Stored items
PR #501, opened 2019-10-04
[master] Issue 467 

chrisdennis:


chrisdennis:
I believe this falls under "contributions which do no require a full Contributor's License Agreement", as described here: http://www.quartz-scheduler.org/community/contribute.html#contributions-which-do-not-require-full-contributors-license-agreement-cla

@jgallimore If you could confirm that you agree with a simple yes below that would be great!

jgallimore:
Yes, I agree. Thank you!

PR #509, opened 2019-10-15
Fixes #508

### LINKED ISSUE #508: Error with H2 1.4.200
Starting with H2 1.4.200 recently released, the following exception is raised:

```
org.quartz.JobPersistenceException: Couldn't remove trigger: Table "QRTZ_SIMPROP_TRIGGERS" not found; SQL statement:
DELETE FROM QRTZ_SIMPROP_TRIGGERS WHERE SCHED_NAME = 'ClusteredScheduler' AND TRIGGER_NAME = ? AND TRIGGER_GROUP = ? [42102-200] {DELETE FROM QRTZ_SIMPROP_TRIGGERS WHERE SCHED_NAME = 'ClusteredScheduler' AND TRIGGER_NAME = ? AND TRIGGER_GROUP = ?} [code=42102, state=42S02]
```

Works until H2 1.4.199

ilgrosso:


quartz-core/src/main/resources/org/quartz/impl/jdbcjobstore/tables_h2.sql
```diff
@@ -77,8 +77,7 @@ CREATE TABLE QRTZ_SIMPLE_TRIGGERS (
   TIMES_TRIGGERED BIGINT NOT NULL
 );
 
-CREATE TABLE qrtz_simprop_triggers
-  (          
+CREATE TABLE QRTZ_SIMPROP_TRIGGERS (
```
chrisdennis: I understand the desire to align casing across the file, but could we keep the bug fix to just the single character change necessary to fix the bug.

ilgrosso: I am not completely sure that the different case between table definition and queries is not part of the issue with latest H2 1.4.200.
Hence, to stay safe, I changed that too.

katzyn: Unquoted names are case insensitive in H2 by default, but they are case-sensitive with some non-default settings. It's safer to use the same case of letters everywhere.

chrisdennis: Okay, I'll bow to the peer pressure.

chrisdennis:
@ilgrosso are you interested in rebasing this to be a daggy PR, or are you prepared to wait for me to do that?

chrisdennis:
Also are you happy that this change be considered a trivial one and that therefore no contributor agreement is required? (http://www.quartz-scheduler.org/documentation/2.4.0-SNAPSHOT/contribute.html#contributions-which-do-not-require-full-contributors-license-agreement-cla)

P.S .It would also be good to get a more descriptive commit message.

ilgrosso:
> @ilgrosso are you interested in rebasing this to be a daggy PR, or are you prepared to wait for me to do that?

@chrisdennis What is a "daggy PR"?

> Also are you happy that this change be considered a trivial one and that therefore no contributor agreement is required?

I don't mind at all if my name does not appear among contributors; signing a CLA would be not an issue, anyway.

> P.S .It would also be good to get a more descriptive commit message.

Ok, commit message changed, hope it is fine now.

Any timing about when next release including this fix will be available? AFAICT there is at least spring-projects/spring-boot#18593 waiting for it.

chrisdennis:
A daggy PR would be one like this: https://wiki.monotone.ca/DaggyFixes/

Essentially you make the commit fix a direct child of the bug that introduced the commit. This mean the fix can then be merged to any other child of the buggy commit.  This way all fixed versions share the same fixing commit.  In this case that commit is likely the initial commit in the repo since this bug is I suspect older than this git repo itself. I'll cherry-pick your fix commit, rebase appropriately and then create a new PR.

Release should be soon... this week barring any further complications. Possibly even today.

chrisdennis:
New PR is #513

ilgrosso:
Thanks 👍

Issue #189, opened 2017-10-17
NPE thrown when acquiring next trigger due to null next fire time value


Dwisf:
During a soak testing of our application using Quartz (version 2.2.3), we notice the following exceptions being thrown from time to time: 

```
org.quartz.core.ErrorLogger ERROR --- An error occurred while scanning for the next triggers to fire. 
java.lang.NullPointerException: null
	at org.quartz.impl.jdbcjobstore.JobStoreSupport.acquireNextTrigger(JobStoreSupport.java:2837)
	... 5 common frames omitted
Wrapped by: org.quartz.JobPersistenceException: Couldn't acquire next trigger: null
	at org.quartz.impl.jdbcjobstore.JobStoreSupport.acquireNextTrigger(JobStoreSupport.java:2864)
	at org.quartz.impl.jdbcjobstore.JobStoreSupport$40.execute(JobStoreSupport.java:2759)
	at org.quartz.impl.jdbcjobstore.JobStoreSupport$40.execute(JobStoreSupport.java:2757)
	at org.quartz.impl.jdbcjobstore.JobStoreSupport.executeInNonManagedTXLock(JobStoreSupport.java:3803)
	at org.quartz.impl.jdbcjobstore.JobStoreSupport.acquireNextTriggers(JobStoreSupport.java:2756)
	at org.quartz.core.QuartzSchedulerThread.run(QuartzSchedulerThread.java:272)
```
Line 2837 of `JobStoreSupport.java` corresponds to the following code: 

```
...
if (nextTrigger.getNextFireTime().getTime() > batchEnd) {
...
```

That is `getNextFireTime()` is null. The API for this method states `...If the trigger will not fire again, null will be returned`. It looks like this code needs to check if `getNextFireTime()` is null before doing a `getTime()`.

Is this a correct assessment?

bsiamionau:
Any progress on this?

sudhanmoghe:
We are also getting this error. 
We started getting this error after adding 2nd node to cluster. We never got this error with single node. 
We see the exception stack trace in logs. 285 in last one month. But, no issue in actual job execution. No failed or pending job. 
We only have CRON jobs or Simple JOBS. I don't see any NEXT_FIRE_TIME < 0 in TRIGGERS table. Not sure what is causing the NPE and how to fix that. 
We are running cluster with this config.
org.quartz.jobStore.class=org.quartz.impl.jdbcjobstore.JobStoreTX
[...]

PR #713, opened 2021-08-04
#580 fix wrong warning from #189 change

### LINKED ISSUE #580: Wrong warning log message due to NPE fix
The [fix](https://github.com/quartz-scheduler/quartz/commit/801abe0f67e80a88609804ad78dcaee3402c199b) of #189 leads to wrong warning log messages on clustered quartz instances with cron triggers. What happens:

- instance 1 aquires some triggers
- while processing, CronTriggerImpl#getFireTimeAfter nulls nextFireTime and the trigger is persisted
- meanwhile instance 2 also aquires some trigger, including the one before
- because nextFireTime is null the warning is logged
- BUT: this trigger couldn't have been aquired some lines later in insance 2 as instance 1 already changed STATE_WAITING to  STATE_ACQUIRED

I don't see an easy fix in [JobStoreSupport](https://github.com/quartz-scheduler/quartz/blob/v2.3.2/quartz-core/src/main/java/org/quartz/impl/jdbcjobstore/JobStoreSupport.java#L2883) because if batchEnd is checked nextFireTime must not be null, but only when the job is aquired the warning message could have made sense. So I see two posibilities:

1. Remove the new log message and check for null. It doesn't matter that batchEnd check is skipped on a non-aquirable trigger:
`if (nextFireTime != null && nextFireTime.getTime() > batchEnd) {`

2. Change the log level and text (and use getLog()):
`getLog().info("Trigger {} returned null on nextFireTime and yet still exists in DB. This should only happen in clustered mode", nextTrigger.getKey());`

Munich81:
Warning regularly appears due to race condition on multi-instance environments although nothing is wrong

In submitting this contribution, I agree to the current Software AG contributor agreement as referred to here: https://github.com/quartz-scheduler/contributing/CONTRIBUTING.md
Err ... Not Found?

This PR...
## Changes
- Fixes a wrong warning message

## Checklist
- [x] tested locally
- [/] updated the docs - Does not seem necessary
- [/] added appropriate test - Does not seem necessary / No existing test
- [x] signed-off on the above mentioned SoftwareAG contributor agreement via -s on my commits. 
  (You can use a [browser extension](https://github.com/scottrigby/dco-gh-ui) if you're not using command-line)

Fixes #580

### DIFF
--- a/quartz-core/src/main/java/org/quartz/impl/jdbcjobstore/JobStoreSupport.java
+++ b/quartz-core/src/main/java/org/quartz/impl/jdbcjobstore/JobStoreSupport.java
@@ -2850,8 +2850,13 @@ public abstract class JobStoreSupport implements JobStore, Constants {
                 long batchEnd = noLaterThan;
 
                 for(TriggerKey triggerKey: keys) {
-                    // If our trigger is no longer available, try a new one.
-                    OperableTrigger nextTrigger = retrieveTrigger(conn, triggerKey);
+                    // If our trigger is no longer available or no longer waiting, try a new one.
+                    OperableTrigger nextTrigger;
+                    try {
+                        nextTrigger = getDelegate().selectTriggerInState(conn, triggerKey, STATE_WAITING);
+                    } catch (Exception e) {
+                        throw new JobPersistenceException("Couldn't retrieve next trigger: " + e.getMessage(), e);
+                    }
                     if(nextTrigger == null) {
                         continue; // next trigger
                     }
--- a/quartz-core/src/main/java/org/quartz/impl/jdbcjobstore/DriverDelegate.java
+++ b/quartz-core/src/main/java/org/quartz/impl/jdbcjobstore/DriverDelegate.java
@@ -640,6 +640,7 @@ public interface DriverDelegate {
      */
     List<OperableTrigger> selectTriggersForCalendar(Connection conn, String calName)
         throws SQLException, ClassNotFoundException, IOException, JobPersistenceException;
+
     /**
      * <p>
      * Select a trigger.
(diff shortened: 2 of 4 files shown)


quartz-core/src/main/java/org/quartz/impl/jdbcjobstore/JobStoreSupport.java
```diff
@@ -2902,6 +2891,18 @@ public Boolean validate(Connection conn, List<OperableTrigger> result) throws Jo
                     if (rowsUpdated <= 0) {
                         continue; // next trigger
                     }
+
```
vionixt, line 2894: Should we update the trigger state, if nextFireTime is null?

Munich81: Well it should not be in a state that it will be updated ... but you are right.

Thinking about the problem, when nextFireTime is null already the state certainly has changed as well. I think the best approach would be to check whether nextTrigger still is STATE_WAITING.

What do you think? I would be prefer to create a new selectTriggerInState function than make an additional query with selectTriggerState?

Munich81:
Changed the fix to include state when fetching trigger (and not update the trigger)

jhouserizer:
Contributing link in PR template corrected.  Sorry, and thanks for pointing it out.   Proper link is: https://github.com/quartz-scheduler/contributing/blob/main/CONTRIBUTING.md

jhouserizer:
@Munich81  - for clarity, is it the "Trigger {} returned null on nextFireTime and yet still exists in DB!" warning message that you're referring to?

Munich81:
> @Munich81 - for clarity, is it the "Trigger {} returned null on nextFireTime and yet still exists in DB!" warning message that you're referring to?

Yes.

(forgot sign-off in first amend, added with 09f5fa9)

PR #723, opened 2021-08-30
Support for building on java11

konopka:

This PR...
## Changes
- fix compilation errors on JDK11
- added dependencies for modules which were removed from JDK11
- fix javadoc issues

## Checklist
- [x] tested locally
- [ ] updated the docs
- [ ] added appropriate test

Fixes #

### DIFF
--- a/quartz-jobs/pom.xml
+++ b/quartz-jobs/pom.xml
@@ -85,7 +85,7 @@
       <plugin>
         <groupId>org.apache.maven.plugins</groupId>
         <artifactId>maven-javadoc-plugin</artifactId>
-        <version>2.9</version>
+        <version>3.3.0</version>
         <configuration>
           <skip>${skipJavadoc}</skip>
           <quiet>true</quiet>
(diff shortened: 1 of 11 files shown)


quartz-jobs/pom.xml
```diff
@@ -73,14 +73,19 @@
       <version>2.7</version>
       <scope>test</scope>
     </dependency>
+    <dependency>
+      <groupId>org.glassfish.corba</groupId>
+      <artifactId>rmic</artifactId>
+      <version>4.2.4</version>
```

• [What the exercise asks]:
Only lines that include "JobStoreSupport" belong in the answer; return them from the entries above.

• [Output below]:
	at org.quartz.impl.jdbcjobstore.JobStoreSupport.acquireNextTrigger(JobStoreSupport.java:2837)
	at org.quartz.impl.jdbcjobstore.JobStoreSupport.acquireNextTrigger(JobStoreSupport.java:2864)
	at org.quartz.impl.jdbcjobstore.JobStoreSupport$40.execute(JobStoreSupport.java:2759)
	at org.quartz.impl.jdbcjobstore.JobStoreSupport$40.execute(JobStoreSupport.java:2757)
	at org.quartz.impl.jdbcjobstore.JobStoreSupport.executeInNonManagedTXLock(JobStoreSupport.java:3803)
	at org.quartz.impl.jdbcjobstore.JobStoreSupport.acquireNextTriggers(JobStoreSupport.java:2756)
Line 2837 of `JobStoreSupport.java` corresponds to the following code: 
I don't see an easy fix in [JobStoreSupport](https://github.com/quartz-scheduler/quartz/blob/v2.3.2/quartz-core/src/main/java/org/quartz/impl/jdbcjobstore/JobStoreSupport.java#L2883) because if batchEnd is checked nextFireTime must not be null, but only when the job is aquired the warning message could have made sense. So I see two posibilities:
--- a/quartz-core/src/main/java/org/quartz/impl/jdbcjobstore/JobStoreSupport.java
+++ b/quartz-core/src/main/java/org/quartz/impl/jdbcjobstore/JobStoreSupport.java
@@ -2850,8 +2850,13 @@ public abstract class JobStoreSupport implements JobStore, Constants {
quartz-core/src/main/java/org/quartz/impl/jdbcjobstore/JobStoreSupport.java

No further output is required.